CONCLUSIONS: The expression of the IAP family and hTERT, except cIAP2, in the normal mucosa of patients with advanced colorectal adenoma were not different from those of the control group. There were no differences in the IAP family and hTERT according to the characteristics of advanced adenoma.

INTRODUCTION

Colorectal cancer (CRC) is the fourth most common cause of cancer-related deaths.1 The apoptotic and anti-apoptotic signaling pathways are important in regulating carcinogenesis and determining cancer progression and prognosis. Molecules associated with apoptosis have significance as cancer diagnostic markers and therapeutic targets. The inhibitor of apoptosis protein (IAP) family includes several important molecules involved in apoptosis that might represent such targets. There is increasing evidence that the IAP family members are essential for anti-apoptotic signal transduction and that the expression of IAPs increases, leading to poor colon cancer outcome and prognosis and to the drug resistance of tumors.2–4 X-linked IAP (XIAP), cIAP1, cIAP2, and survivin are prognostic markers of colorectal cancer, and survivin and cIAP2 are also used to predict the efficacy of anticancer treatments in CRC patients.5

CRC also undergoes a multi-step process, which is associated with genetic alterations.6 Human telomerase reverse transcriptase (hTERT) stabilizes chromosomal ends by extending the telomeric repeat sequences and plays an important role in cell survival, development and the proper functioning of various organs.7 hTERT activity is inhibited in normal somatic tissues, but hTERT expression is increased in most human tumors.8 Telomerase reactivation in the cell is associated with carcinogenesis and is an important step in the immortalization process of tumors.9

It is not known whether the expression of major IAPs or hTERT is increased in normal colon tissue of patients with advanced adenoma or carcinoma in situ. In this study, we evaluated the factors associated with apoptosis and proliferation in the normal colon mucosa of patients with advanced adenoma or carcinoma in situ compared to normal subjects and the expression levels of these factors according to the characteristics of advanced adenoma.

MATERIALS AND METHODS

1. Study subjects

This is a prospective study conducted at the Seoul National University Bundang Hospital, Gyeonggi-do, Korea. To be included in the study, subjects were required to meet the following criteria: (1) Patients with pathologically-proven of advanced colorectal adenoma (3 or more adenoma, larger than 1 cm adenoma, villous adenoma, high grade dysplasia) or colonic adenoma in situ. (2) Patients receiving a colonoscopy for the purpose of routine screening or irritable bowel syndrome. Patients with a history of previous CRC, including hereditary CRC, colon resection, and known inflammatory bowel disease (Crohn’s disease or ulcerative colitis), 85 years or older or high risk of bleeding were excluded.

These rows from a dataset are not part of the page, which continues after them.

PR #1757, opened 2020-02-18
Remove the extra "/model_zoo" when copy the model zoo files. 

### LINKED ISSUE #1740: Copy the user defined model zoo files into root  in the docker image.
Sometimes, we need to define multiple files for a model. For example:
```
model_zoo
    |----mnist_model
        |----__init__.py
        |----mnist_model_functional.py
        |----custom_layer.py
```
We can import the module from `custom_layer.py` in `mnist_model_functional.py` using
`from model_zoo.custom_layer import CustomLayer`.  

However, we copy the `model_zoo` directory into `model_zoo/model_zoo` when we build the image. And the directory structure is
```
model_zoo
    |----model_zoo
        |----mnist_model
            |----__init__.py
            |----mnist_model_functional.py
            |----custom_layer.py
```
So, the user must use `from model_zoo.model_zoo.custom_layer import CustomLayer` to import.

workingloong:
Fix #1740

### DIFF
--- a/elasticdl/python/elasticdl/image_builder.py
+++ b/elasticdl/python/elasticdl/image_builder.py
@@ -139,7 +139,7 @@ def _create_dockerfile(
 ):
     HEAD = """
 FROM {BASE_IMAGE} as base
-ENV PYTHONPATH=/:/model_zoo
+ENV PYTHONPATH=/
 """
     if elasticdl:
         HEAD = """
@@ -154,14 +154,14 @@ COPY %s/elasticdl /elasticdl
 RUN pip install -r /elasticdl/requirements.txt \
   --extra-index-url="${EXTRA_PYPI_INDEX}"
 RUN make -f /elasticdl/Makefile
-COPY {MODEL_ZOO} /model_zoo/{MODEL_ZOO}
+COPY {MODEL_ZOO} /{MODEL_ZOO}
 """
     REMOTE_ZOO = """
 RUN pip install -r /elasticdl/requirements.txt \
   --extra-index-url="${EXTRA_PYPI_INDEX}"
 RUN make -f /elasticdl/Makefile
 RUN apt-get update && apt-get install -y git
-RUN git clone --recursive {MODEL_ZOO} /model_zoo
+RUN git clone --recursive {MODEL_ZOO} /
 """
     pr = urlparse(model_zoo)
     if not pr.path:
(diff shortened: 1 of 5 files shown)


terrytangyuan (approved):
LGTM as long as all existing examples pass

elasticdl/python/elasticdl/image_builder.py
```diff
@@ -154,14 +154,14 @@ def _create_dockerfile(
 RUN pip install -r /elasticdl/requirements.txt \
   --extra-index-url="${EXTRA_PYPI_INDEX}"
 RUN make -f /elasticdl/Makefile
-COPY {MODEL_ZOO} /model_zoo/{MODEL_ZOO}
+COPY {MODEL_ZOO} /{MODEL_ZOO}
```
skydoorkai, line 157: I think the correct way is that in image_builder, we copy `model_def` into `/model_zoo`. 
For example, on the client, `cifar10_functional_api` is in `some_dir`. The user set `model_zoo=some_dir`.
After image_builder, `cifar10_functional_api` is under `/model_zoo` in the docker image.

Then in master pod argument, set `model_zoo=/model_zoo`.

workingloong: If `cifar10_functional_api` is in `some_dir`, the user will write 
`from some_dir.cifar10_function_api.some_module import some_class` to import `some_class` from `some_module.py`. 
If `cifar10_functional_api` is under `/model_zoo` in the docker image, the import error will happen and the corret import code in the image is
`from model_zoo.cifar10_function_api.some_module import some_class`

scripts/client_test.sh
```diff
@@ -65,7 +65,7 @@ elif [[ "$JOB_TYPE" == "predict" ]]; then
       --image_base=elasticdl:ci \
       --model_zoo=model_zoo \
       --model_def=mnist_functional_api.mnist_functional_api.custom_model \
-      --checkpoint_dir_for_init=model_zoo/${MNIST_CKPT_DIR}/version-100 \
+      --checkpoint_dir_for_init=/${MNIST_CKPT_DIR}/version-100 \
```
brightcoder01, line 68: We can also update the example command in elasticdl_local.md and elasticdl_on_prem_cluster.md.
The model zoo parameter is set as follows, we need update them too
```
 --model_zoo=/model_zoo/model_zoo \
```

elasticdl/python/elasticdl/image_builder.py
skydoorkai: ok, then I assume the user will use the root directory of `some_dir` as python directory.

scripts/client_test.sh
workingloong: Yes!

PR #1760, opened 2020-02-19
add timeout mechanism

QiJune:
We will statistic average complete time of history sucessful tasks. If current doing task exceeds `2 * average time`, the worker who executes the doing task will be killed, and the task will be moved to todo list.


elasticdl/python/master/task_dispatcher.py
```diff
@@ -265,7 +266,7 @@ def report(self, request, success):
         task_id = request.task_id
         evaluation_task_completed = False
         with self._lock:
-            _, task = self._doing.pop(task_id, (-1, None))
+            _, task, get_time = self._doing.pop(task_id, (-1, None, -1))
```
workingloong: Rename `get_time` to `start_time` ?

elasticdl/python/master/servicer.py
```diff
@@ -19,6 +20,7 @@ def __init__(
         self._version = 0
 
         self._evaluation_service = evaluation_service
+        self._task_complete_times = [36000] * 20
```
workingloong: Is `20` the task count to calculate the average process time? If yes, it is more readable to use a constant such as `STATISTICS_TASK_QUEUE_SIZE = 20`

elasticdl/python/master/master.py
```diff
@@ -430,3 +436,21 @@ def _create_instance_manager(self, args):
...
+            cur_time = time.time()
+            threshold = (
+                2 * self.master_servicer.get_average_task_complete_time()
+            )
+            for task_id, (worker_id, task, get_time) in doing_tasks.items():
+                if (cur_time - get_time) > threshold:
+                    self.logger.info(
+                        "worker %d timeout, relaunch it" % worker_id
+                    )
+                    self.task_d.recover_tasks(worker_id)
```
workingloong: Do we need to set the recovery times for a task? IMO, the task should fail if the times to recover it due timeout exceed a threshold. Now, we will recover a bad task repeatedly.

QiJune: Good idea. It's another topic, and will be fixed in next PR.

elasticdl/python/master/servicer.py
QiJune: Done

elasticdl/python/master/task_dispatcher.py
QiJune: Done

elasticdl/python/master/servicer.py
```diff
@@ -67,7 +71,9 @@ def report_task_result(self, request, _):
             logger.warning("Worker reported error: " + request.err_message)
             self._task_d.report(request, False)
         else:
-            self._task_d.report(request, True)
+            complete_time = self._task_d.report(request, True)
+            self._task_complete_times.pop(0)
+            self._task_complete_times.append(complete_time)
```
skydoorkai: `self._task_complete_times` is from the last 20 completed tasks.
If training tasks take a long time, but the evaluation task can finish very quickly, and the worker gets 20 evaluation tasks in sequence. This will make the mean of `self._task_complete_times` very small, and timeout following training tasks.
Vice versa

QiJune: How about use all the historial task complete time?

skydoorkai: Or we need to distinguish `training` task and `eval` task.
`total_training_time`
`num_training_task`
`total_eval_time`
`num_eval_task`
```
if (num_training_task > threshold(such as 20) and
     current_training_task_running_time > total_training_time / num_training_task
):
  timeout the task
 ```

Comment (QiJune) [reply elasticdl/python/master/servicer.py]: Done

File: elasticdl/python/master/master.py [hunk 5]
```diff
@@ -430,3 +436,23 @@ def _create_instance_manager(self, args):
...
+        while True:
+            doing_tasks = self.task_d._doing.copy()
+            cur_time = time.time()
+            avg_time = self.master_servicer.get_average_task_complete_time()
+            for task_id, (worker_id, task, start_time) in doing_tasks.items():
+                if task.type in [
+                    elasticdl_pb2.TRAINING,
+                    elasticdl_pb2.EVALUATION,
+                ]:
+                    if (cur_time - start_time) > 3 * avg_time[task.type]:
```
skydoorkai, line 454: If a worker is in the process of a training task, there come some eval tasks, the worker will process these eval tasks first. After the eval tasks are done, the worker will continue the training task. Thus this training task may timeout if using `cur_time - start_time` to determine timeout. If the master has this worker's last report time (report_task_result or report_evaluation_metrics), using `cur_time - worker_last_report_time` will solve this problem.

QiJune: Done. Add an interface `get_worker_liveness_time`

elasticdl/python/master/servicer.py
```diff
@@ -83,3 +100,22 @@ def report_version(self, request, _):
...
+            return {
+                elasticdl_pb2.TRAINING: statistics.mean(
+                    self._task_complete_times[elasticdl_pb2.TRAINING]
+                ),
+                elasticdl_pb2.EVALUATION: statistics.mean(
+                    self._task_complete_times[elasticdl_pb2.EVALUATION]
+                ),
+            }
+
+    def get_worker_liveness_time(self, worker_id):
```
skydoorkai, line 120: `get_worker_liveness_time` may be called before `self._worker_liveness_time[worker_id]` is set.
Init `self._worker_liveness_time[worker_id]` in `get_task` if not already initialized.

skydoorkai: Also, we may need to update `self._worker_liveness_time` in `get_task`, as the worker may receive `WAIT` task and doing nothing for a while, then get an evaluation task. This task may timeout as `self._worker_liveness_time` is not updated for a long time.

QiJune: Done. Update the liveness time inside get_task

skydoorkai (approved):

PR #1761, opened 2020-02-19
Reconstruct go ps: add kernelnew package, add IndexedTensor

lwpyr:
* add kernelnew package
* add IndexedTensor definition

### DIFF
--- a/elasticdl/pkg/commonnew/tensor.go
+++ b/elasticdl/pkg/commonnew/tensor.go
@@ -134,6 +134,14 @@ func Slice(t *Tensor) interface{} {
 	return val.Interface()
 }
 
+// IsValid check tensor validity
+func (t *Tensor) IsValid() bool {
+	if DimProduct(t.Dims) != int64(len(t.Buffer)/int(DtypeSize[t.Dtype])) {
+		return false
+	}
+	return true
+}
+
 // DeserializeFromTensorPB transforms pb to tensor
 func DeserializeFromTensorPB(pb *tensor_go_proto.TensorProto) *Tensor {
 	pbDim := pb.GetTensorShape().GetDim()
@@ -150,14 +158,6 @@ func DeserializeFromTensorPB(pb *tensor_go_proto.TensorProto) *Tensor {
 		Dims:   dims,
 		Dtype:  pb.GetDtype(),
 	}
-}
-
-// IsValid check tensor validity
-func (t *Tensor) IsValid() bool {
-	if DimProduct(t.Dims) != int64(len(t.Buffer)/int(DtypeSize[t.Dtype])) {
-		return false
-	}
-	return true
 }
 
 // SerializeToTensor transforms tensor to pb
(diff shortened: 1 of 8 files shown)


lwpyr:
The kernel code is just modified from the original one, so this is  not a large PR.

elasticdl/pkg/commonnew/tensor.go
```diff
@@ -178,13 +178,35 @@ func (t *Tensor) SerializeToTensor() *tensor_go_proto.TensorProto {
 	}
 }
 
+// IndexedTensor : IndexedSlice in memory representation
+type IndexedTensor struct {
```
QiJune, line 182: We could just follow proto message definition, name it to `IndexedSlices`

```go
type IndexedSlices struct {
    ConcatTensors *Tensor
    IDs []int64
}
```

elasticdl/pkg/kernelnew/capi/kernel_api.cc
```diff
@@ -0,0 +1,63 @@
+#include "kernel_api.h"
+
+#include <cmath>
+#include <eigen3/Eigen/Dense>
+
+void AddTo(float* a, float* b, long long size) {
```
QiJune: AddTo is not used, please remove it.

elasticdl/pkg/kernelnew/kernel.go
```diff
@@ -0,0 +1,80 @@
...
+	}
+	gradPtr := (*C.float)(unsafe.Pointer(&grad.Buffer[0]))
+	paramPtr := (*C.float)(unsafe.Pointer(&param.Buffer[0]))
+	length := len(grad.Buffer) / int(commonnew.DtypeSize[grad.Dtype])
+	C.SGD(gradPtr, paramPtr, C.float(lr), C.longlong(length))
+	return nil
+}
+
+// SparseSGD kernel
+func SparseSGD(grad *commonnew.IndexedTensor, param *commonnew.EmbeddingTable, lr float32) error {
```
QiJune, line 22: There are three cases:
- apply dense gradient to dense parameter
- apply sparse gradient to dense parameter. The gradient of native keras embedding layer is sparse, but the embedding parameter is dense.
- apply sparse gradient to sparse parameter 

So, we need an extra SGDKernel

elasticdl/pkg/kernelnew/kernel.go
```diff
@@ -0,0 +1,80 @@
...
+
+// SparseAdam kernel
+func SparseAdam(grad *commonnew.IndexedTensor, param *commonnew.EmbeddingTable, m *commonnew.EmbeddingTable, v *commonnew.EmbeddingTable, lr float32, step int64, beta1 float32, beta2 float32, epsilon float32, amsgrad bool, maxSquare *commonnew.EmbeddingTable) error {
+	if grad.Dims[1] != param.Dim {
+		return fmt.Errorf("grad width is not equal to embedding dim")
+	}
+	for i, index := range grad.Indices {
+		if index == -1 {
+			continue
+		}
```
QiJune: Please remove the code

```go
if index == -1 {
    continue
}
```

elasticdl/pkg/commonnew/tensor.go
lwpyr:
```
Tensor -> TensorProto
IndexedSlice -> IndexedSliceProto
```
could this be better?

QiJune: Since it's in memory representation, I think Proto is not needed.

QiJune: And here, we could use `tensorflow.TensorProto` and `proto.IndexedSlices` directly. 

Pros:
- no need to define extra in memory data structures, `Tensor`/`IndexedSlices`
- no need to define extra serialize/deserialize functions, `SerializeTensor`/`DeserializeTensor`/`SerializeIndexedSlices`/`DeserializeIndexedSlices`

Cons:
- tensorflow.TensorShapeProto is not convenient to use directly, we need to add two extra function, `SetDim`/`GetDim`

elasticdl/pkg/kernelnew/kernel.go
lwpyr: fixed

elasticdl/pkg/kernelnew/kernel.go
lwpyr: fixed

elasticdl/pkg/kernelnew/capi/kernel_api.cc
lwpyr: fixed

elasticdl/pkg/commonnew/tensor.go
QiJune: I find that it's not convenient to write codes without defining in memory data structures. So let's move on.

And for the struct name, How about

```go
type struct IndexedSlices {
    ConcatTensors *Tensor
    IDs []int64
} 
```

QiJune (approved):
Excellent!

PR #1762, opened 2020-02-19
Recover tasks when a pod fails

skydoorkai:
Before this PR, only killed pods will have their corresponding tasks recovered. If a pod fails due to some error inside the worker, its tasks will not be recovered, and the training will never stop due to the `doing` task set will remain non-empty.

### DIFF
--- a/elasticdl/python/master/k8s_instance_manager.py
+++ b/elasticdl/python/master/k8s_instance_manager.py
@@ -231,32 +231,33 @@ class InstanceManager(object):
         with self._lock:
             if pod_name in self._failed_pods:
                 return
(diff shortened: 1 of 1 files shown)


QiJune:
It seems that timeout mechanism could fix this issue.

If the worker failed due to some reason, when it reaches timeout thredshold, the worker will be killed by master. At this time, the task will be recovered.

skydoorkai:
> It seems that timeout mechanism could fix this issue.
> 
> If the worker failed due to some reason, when it reaches timeout thredshold, the worker will be killed by master. At this time, the task will be recovered.

Yes, timeout can handle this case. Probably just leave it to timeout.

PR #1767, opened 2020-02-21
Clean go package

lwpyr:


elasticdl/docker/scripts/install-go.bash
```diff
@@ -9,12 +9,4 @@ curl --silent ${GO_MIRROR_URL}/go1.13.4.linux-amd64.tar.gz | tar -C /usr/local -
 go env -w GO111MODULE=on
 go env -w GOPROXY=https://goproxy.io,direct
 
-go get github.com/golang/protobuf/protoc-gen-go
-go get golang.org/x/lint/golint
-go get golang.org/x/tools/cmd/goyacc
-go get golang.org/x/tools/cmd/cover
-go get github.com/mattn/goveralls
-go get github.com/rakyll/gotest
-go get github.com/wangkuiyi/goyaccfmt
```
QiJune, line 18: These go packages are some command line tools need to install. For example, golint is used in go code format. We should install them first.

lwpyr: yep

QiJune (approved):
Excellent!

PR #1768, opened 2020-02-21
Refine embedding table info

QiJune:
This PR does two things:
- rename `EmbeddingTableInfo` to `EmbeddingTableDesc` in Model messge
- set dtype to float32 when worker pushing embedding table desc. Otherwise, GO PS could not create an embedding table correctly.

### DIFF
--- a/elasticdl/pkg/ps/model.go
+++ b/elasticdl/pkg/ps/model.go
@@ -49,7 +49,7 @@ func (model *Model) SetEmbeddingTableInfo(info *proto.EmbeddingTableInfo) {
 
 // InitFromModelPB inits the model from model PB
 func (model *Model) InitFromModelPB(pb *proto.Model) error {
-	for _, v := range pb.EmbeddingTableInfo {
+	for _, v := range pb.EmbeddingTableInfos {
 		model.SetEmbeddingTableInfo(v)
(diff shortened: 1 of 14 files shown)


lwpyr (approved):
It looks like some modification over names, approved.

elasticdl/pkg/ps/model.go
```diff
@@ -49,7 +49,7 @@ func (model *Model) SetEmbeddingTableInfo(info *proto.EmbeddingTableInfo) {
 
 // InitFromModelPB inits the model from model PB
 func (model *Model) InitFromModelPB(pb *proto.Model) error {
-	for _, v := range pb.EmbeddingTableInfo {
+	for _, v := range pb.EmbeddingTableInfos {
```
skydoorkai, line 52: `Info` has no plural form.

QiJune: How about change `Info` to `Desc`? `Desc` is short for `Description`

skydoorkai: descriptions/attributes/properties/information. Hard to choose a better one.

We can keep to use `EmbeddingTableInfos`, since it can be understood.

In the 80 patients diagnosed with advanced adenoma or carcinoma in situ, normal tissues were collected at sigmoid colon about 20 cm above anal verge during the polypectomy procedure. Random biopsies were also performed on an AV 20 cm sigmoid colon in 16 patients who underwent a colonoscopy for the purpose of medical check-up or suspected irritable bowel syndrome.

The expression levels of the major IAPs, such as XIAP, cIAP1, cIAP2, survivin and hTERT, in both groups were analyzed by real-time PCR. In addition, we analyzed whether the expression of these factors varies according to the characteristics of the advanced adenomas (number, size, grade of dysplasia, and pathology). The study protocol was approved by the Institutional Review Board of SNUH (IRB No. B-1308/215-008).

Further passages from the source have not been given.